[How to complete this task] Only one stretch of the records below should be repeated. It starts with the line containing "PR #1933, opened 2017-11-21" and goes on through the line containing "Failed to execute", exactly as written.

[Saved entries]
+ + + +

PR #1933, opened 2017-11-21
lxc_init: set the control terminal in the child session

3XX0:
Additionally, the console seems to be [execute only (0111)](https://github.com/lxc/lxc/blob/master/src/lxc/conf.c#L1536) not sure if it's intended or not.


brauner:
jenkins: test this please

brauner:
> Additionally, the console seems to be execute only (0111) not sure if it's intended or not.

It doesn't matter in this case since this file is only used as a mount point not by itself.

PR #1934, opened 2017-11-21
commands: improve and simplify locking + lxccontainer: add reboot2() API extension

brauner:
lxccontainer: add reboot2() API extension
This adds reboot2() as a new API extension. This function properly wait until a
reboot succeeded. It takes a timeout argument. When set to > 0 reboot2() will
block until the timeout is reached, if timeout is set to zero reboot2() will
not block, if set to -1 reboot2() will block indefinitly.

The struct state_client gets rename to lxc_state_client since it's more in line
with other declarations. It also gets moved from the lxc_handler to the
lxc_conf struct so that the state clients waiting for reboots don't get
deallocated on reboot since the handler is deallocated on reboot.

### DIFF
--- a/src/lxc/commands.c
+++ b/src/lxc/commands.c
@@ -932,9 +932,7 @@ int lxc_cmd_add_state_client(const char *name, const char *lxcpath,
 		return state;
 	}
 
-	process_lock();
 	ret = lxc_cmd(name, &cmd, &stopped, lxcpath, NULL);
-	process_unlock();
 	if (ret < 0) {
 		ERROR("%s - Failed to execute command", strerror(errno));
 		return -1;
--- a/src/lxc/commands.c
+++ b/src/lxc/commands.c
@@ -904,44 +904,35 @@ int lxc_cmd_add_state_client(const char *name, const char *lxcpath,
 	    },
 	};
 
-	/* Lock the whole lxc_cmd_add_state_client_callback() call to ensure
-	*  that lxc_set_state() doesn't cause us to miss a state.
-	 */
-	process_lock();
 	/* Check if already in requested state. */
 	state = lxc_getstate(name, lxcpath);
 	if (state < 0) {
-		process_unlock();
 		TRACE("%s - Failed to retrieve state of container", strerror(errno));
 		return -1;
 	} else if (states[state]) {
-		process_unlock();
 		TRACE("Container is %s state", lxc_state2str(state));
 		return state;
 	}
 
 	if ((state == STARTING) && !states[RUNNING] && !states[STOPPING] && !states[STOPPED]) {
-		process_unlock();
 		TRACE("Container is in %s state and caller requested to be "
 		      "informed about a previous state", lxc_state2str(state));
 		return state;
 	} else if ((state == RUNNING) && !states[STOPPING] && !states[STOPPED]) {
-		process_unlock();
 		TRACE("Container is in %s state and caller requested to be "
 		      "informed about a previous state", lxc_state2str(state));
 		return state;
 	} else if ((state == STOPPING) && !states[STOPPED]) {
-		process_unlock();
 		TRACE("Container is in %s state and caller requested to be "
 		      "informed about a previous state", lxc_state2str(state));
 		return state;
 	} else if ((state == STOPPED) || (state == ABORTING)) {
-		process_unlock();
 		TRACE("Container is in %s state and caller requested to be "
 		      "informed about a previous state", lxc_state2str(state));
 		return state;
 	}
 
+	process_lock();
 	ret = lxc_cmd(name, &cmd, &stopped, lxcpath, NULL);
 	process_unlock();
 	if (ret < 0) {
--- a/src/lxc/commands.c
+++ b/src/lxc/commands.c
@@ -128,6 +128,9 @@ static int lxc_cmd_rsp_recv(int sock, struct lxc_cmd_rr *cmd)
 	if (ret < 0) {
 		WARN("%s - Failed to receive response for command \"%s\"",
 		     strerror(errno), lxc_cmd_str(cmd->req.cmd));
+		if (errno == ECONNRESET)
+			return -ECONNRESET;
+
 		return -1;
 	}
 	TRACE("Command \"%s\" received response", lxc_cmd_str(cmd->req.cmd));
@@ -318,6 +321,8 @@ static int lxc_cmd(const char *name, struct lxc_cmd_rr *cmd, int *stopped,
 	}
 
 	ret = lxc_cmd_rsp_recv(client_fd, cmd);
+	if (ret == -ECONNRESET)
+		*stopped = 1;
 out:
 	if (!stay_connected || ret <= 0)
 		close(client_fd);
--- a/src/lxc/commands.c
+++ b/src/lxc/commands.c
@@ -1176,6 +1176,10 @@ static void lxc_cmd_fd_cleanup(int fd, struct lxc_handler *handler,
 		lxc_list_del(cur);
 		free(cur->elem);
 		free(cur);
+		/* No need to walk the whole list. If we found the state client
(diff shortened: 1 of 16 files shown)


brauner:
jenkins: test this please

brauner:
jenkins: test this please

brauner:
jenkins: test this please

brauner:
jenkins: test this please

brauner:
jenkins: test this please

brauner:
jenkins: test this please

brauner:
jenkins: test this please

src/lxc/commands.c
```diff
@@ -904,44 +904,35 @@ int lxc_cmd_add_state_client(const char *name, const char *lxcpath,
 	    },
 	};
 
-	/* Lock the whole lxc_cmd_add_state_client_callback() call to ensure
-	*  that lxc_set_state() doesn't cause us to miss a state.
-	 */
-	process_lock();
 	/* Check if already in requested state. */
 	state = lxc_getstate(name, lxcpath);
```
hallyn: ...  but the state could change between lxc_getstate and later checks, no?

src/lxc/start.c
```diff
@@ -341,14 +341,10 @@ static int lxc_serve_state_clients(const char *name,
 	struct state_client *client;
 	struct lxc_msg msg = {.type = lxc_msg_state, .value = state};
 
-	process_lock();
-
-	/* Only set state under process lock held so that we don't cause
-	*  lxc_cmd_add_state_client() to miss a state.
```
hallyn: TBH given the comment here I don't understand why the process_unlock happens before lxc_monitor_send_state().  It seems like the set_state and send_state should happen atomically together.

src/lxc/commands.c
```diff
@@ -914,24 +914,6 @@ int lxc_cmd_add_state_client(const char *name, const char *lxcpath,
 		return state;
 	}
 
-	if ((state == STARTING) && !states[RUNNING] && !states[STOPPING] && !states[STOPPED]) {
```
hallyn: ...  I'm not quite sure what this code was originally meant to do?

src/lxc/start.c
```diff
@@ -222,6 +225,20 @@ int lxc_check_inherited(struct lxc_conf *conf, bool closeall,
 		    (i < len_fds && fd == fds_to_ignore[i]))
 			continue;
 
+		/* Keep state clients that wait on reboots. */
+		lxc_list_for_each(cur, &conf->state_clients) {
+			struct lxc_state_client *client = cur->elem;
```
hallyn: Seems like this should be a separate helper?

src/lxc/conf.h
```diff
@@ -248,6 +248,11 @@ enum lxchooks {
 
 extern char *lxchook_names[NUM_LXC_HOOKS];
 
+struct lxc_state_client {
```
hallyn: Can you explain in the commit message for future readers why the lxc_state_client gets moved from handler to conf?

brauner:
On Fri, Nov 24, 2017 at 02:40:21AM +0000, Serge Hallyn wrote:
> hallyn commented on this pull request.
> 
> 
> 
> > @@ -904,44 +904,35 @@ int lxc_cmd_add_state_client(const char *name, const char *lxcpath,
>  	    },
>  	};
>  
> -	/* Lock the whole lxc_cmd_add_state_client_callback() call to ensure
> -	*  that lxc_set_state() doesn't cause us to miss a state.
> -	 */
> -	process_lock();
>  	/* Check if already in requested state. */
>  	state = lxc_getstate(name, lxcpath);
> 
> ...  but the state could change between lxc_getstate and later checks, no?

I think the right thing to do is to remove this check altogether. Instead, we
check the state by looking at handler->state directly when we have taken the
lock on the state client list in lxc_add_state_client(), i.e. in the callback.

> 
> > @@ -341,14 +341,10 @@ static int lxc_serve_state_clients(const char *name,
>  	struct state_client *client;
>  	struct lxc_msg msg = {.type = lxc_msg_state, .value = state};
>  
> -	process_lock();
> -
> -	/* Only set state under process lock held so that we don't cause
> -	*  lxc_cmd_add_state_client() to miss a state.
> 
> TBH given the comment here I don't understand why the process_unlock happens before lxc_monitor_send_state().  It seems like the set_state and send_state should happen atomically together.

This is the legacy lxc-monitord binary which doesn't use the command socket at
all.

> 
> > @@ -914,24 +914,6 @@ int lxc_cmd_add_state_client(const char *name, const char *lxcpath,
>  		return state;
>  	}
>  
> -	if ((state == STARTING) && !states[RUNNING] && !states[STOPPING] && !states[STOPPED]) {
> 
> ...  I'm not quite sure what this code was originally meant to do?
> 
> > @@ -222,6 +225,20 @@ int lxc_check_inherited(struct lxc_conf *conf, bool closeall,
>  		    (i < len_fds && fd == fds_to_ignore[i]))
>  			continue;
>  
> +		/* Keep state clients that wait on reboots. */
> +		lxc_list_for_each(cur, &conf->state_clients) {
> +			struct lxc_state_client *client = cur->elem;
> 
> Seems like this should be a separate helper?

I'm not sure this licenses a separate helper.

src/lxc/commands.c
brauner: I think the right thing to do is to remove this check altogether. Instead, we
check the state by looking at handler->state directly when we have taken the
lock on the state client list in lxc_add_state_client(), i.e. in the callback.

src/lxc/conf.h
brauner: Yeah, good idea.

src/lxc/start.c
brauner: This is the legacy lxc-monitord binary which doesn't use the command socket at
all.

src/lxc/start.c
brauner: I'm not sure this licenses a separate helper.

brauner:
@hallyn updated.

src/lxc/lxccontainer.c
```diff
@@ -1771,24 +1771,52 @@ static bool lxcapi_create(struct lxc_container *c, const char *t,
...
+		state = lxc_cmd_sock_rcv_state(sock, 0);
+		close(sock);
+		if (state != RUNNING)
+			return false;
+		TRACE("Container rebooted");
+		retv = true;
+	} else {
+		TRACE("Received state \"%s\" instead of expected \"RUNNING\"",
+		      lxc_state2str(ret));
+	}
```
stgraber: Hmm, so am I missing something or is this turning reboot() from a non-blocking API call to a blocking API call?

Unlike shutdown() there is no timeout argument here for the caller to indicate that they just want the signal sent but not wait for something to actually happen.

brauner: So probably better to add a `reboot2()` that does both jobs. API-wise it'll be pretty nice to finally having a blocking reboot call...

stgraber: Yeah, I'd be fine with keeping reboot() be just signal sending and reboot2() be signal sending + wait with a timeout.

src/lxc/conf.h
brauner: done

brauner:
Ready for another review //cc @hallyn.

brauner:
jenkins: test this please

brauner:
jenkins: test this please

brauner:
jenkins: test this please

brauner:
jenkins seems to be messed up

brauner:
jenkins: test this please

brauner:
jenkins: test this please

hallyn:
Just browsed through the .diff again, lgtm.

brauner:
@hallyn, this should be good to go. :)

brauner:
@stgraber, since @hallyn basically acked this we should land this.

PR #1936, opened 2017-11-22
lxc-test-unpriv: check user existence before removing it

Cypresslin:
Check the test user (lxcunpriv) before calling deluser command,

+ + + +

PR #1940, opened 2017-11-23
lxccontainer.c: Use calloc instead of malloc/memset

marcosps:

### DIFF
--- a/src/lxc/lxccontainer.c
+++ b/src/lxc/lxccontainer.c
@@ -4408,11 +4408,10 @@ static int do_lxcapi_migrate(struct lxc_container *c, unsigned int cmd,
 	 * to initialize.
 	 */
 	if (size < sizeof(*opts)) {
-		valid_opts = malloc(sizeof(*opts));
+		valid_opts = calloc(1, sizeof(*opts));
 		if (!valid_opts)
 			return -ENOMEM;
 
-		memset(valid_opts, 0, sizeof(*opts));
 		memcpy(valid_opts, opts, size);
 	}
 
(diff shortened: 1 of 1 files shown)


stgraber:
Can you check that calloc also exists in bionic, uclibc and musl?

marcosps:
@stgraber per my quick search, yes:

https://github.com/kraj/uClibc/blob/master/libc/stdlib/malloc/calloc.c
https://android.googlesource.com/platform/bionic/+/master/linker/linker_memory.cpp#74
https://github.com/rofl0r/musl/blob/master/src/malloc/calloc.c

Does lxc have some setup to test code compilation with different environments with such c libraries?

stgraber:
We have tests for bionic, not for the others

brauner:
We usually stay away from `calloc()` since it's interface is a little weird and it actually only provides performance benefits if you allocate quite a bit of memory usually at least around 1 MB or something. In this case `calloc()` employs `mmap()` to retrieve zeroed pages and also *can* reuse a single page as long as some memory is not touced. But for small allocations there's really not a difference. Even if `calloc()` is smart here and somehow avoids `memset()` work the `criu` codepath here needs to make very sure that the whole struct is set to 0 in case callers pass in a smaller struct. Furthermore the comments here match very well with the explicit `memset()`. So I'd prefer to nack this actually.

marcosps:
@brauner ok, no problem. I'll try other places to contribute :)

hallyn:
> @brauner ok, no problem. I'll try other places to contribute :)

+ + + +

[Solution to this problem]
PR #1933, opened 2017-11-21
lxc_init: set the control terminal in the child session

3XX0:
Additionally, the console seems to be [execute only (0111)](https://github.com/lxc/lxc/blob/master/src/lxc/conf.c#L1536) not sure if it's intended or not.


brauner:
jenkins: test this please

brauner:
> Additionally, the console seems to be execute only (0111) not sure if it's intended or not.

It doesn't matter in this case since this file is only used as a mount point not by itself.

PR #1934, opened 2017-11-21
commands: improve and simplify locking + lxccontainer: add reboot2() API extension

brauner:
lxccontainer: add reboot2() API extension
This adds reboot2() as a new API extension. This function properly wait until a
reboot succeeded. It takes a timeout argument. When set to > 0 reboot2() will
block until the timeout is reached, if timeout is set to zero reboot2() will
not block, if set to -1 reboot2() will block indefinitly.

The struct state_client gets rename to lxc_state_client since it's more in line
with other declarations. It also gets moved from the lxc_handler to the
lxc_conf struct so that the state clients waiting for reboots don't get
deallocated on reboot since the handler is deallocated on reboot.

### DIFF
--- a/src/lxc/commands.c
+++ b/src/lxc/commands.c
@@ -932,9 +932,7 @@ int lxc_cmd_add_state_client(const char *name, const char *lxcpath,
 		return state;
 	}
 
-	process_lock();
 	ret = lxc_cmd(name, &cmd, &stopped, lxcpath, NULL);
-	process_unlock();
 	if (ret < 0) {
 		ERROR("%s - Failed to execute command", strerror(errno));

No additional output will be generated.